**WORK INSTRUCTIONS**
Where a line holds the word "before", count it, then give only the total for the entries below.

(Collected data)
PR #43, opened 2021-01-20
Restore class hierarchy

opcode81:
The **first commit only reorders code**, putting functions back into the place where they were before the introduction of rule-based models (compare with commit 7989de7d if you're interested in what changed compared to that revision).
The commit does not change *any* actual lines of code; I only added some TODOs.

Basically, you should necessarily review only the second commit.
And we need to discuss the TODOs that are still there.

### DIFF
--- a/src/sensai/vector_model.py
+++ b/src/sensai/vector_model.py
@@ -19,14 +19,11 @@ from .util.sequences import getFirstDuplicate
 log = logging.getLogger(__name__)
 
 
-class PredictorModel(PickleLoadSaveMixin, ABC):
+class PredictorModel(ABC):
     """
     Base class for models that map data frames to predictions
     """
     def __init__(self):
-        self._featureGenerator: Optional[FeatureGenerator] = None
-        self._inputTransformerChain = DataFrameTransformerChain()
-        self._outputTransformerChain = DataFrameTransformerChain()
         self._name = None
 
     @abstractmethod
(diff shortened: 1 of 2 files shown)


src/sensai/vector_model.py
```diff
@@ -334,6 +247,23 @@ def predict(self, x: pd.DataFrame) -> pd.DataFrame:
     def _predict(self, x: pd.DataFrame) -> pd.DataFrame:
         pass
 
+    def _underlyingModelRequiresFitting(self) -> bool:
+        """
+        Designed to be overridden for rule-based models.
+
+        :return: True iff the underlying model requires fitting
```
MischaPanch, line 254: though I like mathematical notation, here "if" with one f will be enough

src/sensai/vector_model.py
```diff
@@ -434,73 +431,27 @@ def _predict(self, x: pd.DataFrame) -> pd.DataFrame:
         return self.convertClassProbabilitiesToPredictions(self._predictClassProbabilities(x))
 
 
-class RuleBasedModel(FittableModel, ABC):
-    """
-    Base class for models where the essential prediction logic is based on rules coded by humans
-    and thus does not require fitting. However, the input generation process may use mechanisms
-    such as feature generation or data transformation, which may require fitting.
-    """
+class RuleBasedRegressionModel(VectorRegressionModel):
```
MischaPanch, line 434: The structure is much simpler this way, thank you! What bugs me a bit is that rule based models now can have target transformer and output transformer. I can't really think of a case where it is ever useful. A hacky way to resolve this would be to override those methods as well, causing them to raise exceptions or log errors (the code would have to be duplicated too)

We could, of course, also take the approach to let the users think for themselves...

src/sensai/vector_model.py
opcode81: Not really. If one "f" is removed, then the specification is incomplete. For it to be complete, one would need to add ", False otherwise".
Why do you want me to change this?

src/sensai/vector_model.py
opcode81: I don't understand why that bugs you.
Having options is a good thing.

src/sensai/vector_model.py
```diff
@@ -376,7 +389,7 @@ def convertClassProbabilitiesToPredictions(self, df: pd.DataFrame):
         """
         modelOutputVariableName = self.getModelOutputVariableNames()[0]
         y = self._convertClassProbabilitiesToPredictions(df, predictedVariableName=modelOutputVariableName)
-        # TODO check sanity
+        # TODO check sanity: where should we be applying post-processing?
```
MischaPanch, line 392: The way it is now, post-processing can only happen after the argmax operation - the invertible target transformer can convert between labels and back. We can't feed probability vectors to it

src/sensai/vector_model.py
MischaPanch: More options lead to more room for errors (especially in design), that's why I mentioned it. I guess I worry too much about this anyway, probably no-one will even get the idea of using target transformer for rule based stuff

src/sensai/vector_model.py
```diff
@@ -39,7 +39,7 @@ def getPredictedVariableNames(self) -> list:
         pass
 
 
-# TODO Is this obsolete?
+# TODO Do we need this class?
```
MischaPanch, line 42: The only reason to keep it could be for type annotations in the evaluation module. The base evaluator classes only need the predictor and fittable model interfaces. Which means if we at some point want fittable models that are not vector models (or we want to allow our advanced users to build them), the base evaluator classes can be used for them as well

Do you think it's enough of a reason? It probably doesn't hurt to keep it, I can't see any downsides

src/sensai/vector_model.py
```diff
@@ -379,13 +312,39 @@ def getModelOutputVariableNames(self):
     def getPredictedVariableNames(self):
```
MischaPanch, line 312: This can give incorrect results in the rule based models. Could be settled by setting `_predictedVariableNames` in the rule based models' constructors

src/sensai/vector_model.py
opcode81: It's true that some of these options don't make sense to use, but I think it would be highly unlikely for users to make use of them. So I really wouldn't worry.

src/sensai/vector_model.py
MischaPanch: Same for `_modelOutputVariableNames `, which for rule based models should coincide (if the user did't come up with the idea of using a name-changing target transformer). I would say we don't need this variable, but we have the getter as part of the public interface

MischaPanch: Ah, maybe there is an acceptable way around: use the new `_underlyingModelRequiresFitting` flag to give a warning or even raise an exception in the getters. The docu should then say: not supported for rule based models.

opcode81: It will be set if users call `fit`, which could be appropriate, since there may be parts that still require fitting. 
We could solve it by extending the documentation of the method ("will return None if `fit` has not been called").

src/sensai/vector_model.py
opcode81: Yeah, let's keep it.

src/sensai/vector_model.py
```diff
@@ -334,6 +247,23 @@ def predict(self, x: pd.DataFrame) -> pd.DataFrame:
...
+    def fitPreprocessors(self, X: pd.DataFrame, Y: pd.DataFrame = None):
+        # no need for fitGenerate if chain is empty
+        if self._featureGenerator is not None:
+            if len(self._inputTransformerChain) == 0:
+                self._featureGenerator.fit(X, Y)
+            else:
+                X = self._featureGenerator.fitGenerate(X, Y, self)
+        self._inputTransformerChain.fit(X)
+
     def fit(self, X: pd.DataFrame, Y: pd.DataFrame, fitPreprocessors=True, fitTargetTransformer=True):
```
MischaPanch, line 267: I have to be able to fit rule based models without passing Y. Would it be ok for you to make Y None by default? Otherwise the user has to remember to explicitly pass None. Docu for Y also has to be adjusted

src/sensai/vector_model.py
opcode81: I like your proposal. Make this getter log a warning if the value is None and the flag is true.
The other getter (`getModelOutputVariableNames`) should raise an exception.

src/sensai/vector_model.py
opcode81: You can't do this in VectorModel because it would suggest an incorrect interface to users.
You could do it in rule-based subclasses though.

src/sensai/vector_model.py
MischaPanch: `_predictedVariableNames` won't always be set in fit for rule based models (see my comment for fit below) - Y can be None

src/sensai/vector_model.py
MischaPanch: Sounds good. Anyway fit requires some special docu in the rule based stuff, this gives the possibility to add it

src/sensai/vector_model.py
```diff
@@ -233,13 +62,27 @@ def __init__(self, checkInputColumns=True):
...
         super().__init__()
+        self._featureGenerator: Optional[FeatureGenerator] = None
+        self._inputTransformerChain = DataFrameTransformerChain()
+        self._outputTransformerChain = DataFrameTransformerChain()
         self._isFitted = False  # Note: this keeps track only of the actual model being fitted, not the pre/postprocessors
         self._predictedVariableNames: Optional[list] = None
         self._modelInputVariableNames: Optional[list] = None
         self._modelOutputVariableNames: Optional[list] = None
         self._targetTransformer: Optional[InvertibleDataFrameTransformer] = None
+        # TODO this was recently (December 6, 2020) introduced and will cause compatibility issues; should be removed
```
MischaPanch, line 73: not sure what you mean, `checkInputColumns` was there before the date you mention. I don't remember adding it myself (though I might well have, who knows ^^)

src/sensai/vector_model.py
MischaPanch: Hm, we could use the same trick as with the columnNameGetters here: raise an exception if the `withTarget/OutputTransformer` is called and the underlying model does not require fitting - as an indication that it doesn't make sense to use them

src/sensai/vector_model.py
opcode81: No, it's older. I thought it was older but was fooled by the "blame" output. :)

opcode81: You probably added this when you introduced the ensemble models.
It struck me as odd because it's the only non-private property of VectorModel.

src/sensai/vector_model.py
opcode81: True. This dilutes the interface of `fit` somewhat, because, strictly speaking, we would need to annotate Y with `Optional[DataFrame]`. In Java, we wouldn't have this problem. :-/

src/sensai/vector_model.py
opcode81: If you look at the implementation of `VectorModel.predict`, you'll find that it's being applied at the very end, after having called `_predict`, which, for classification models, now (indirectly) calls `_applyPostProcessing` again in `convertClassProbabilitiesToPredictions`.
I see a problem there. ;)

Anyway, this will be my last comment. I won't have time to take this any further. If you want to, take over.

src/sensai/vector_model.py
opcode81: It just occurred to me that evaluation makes use of `getPredictedVariableNames` so we really need to get these names one way or another.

**ANSWER SPACE**
2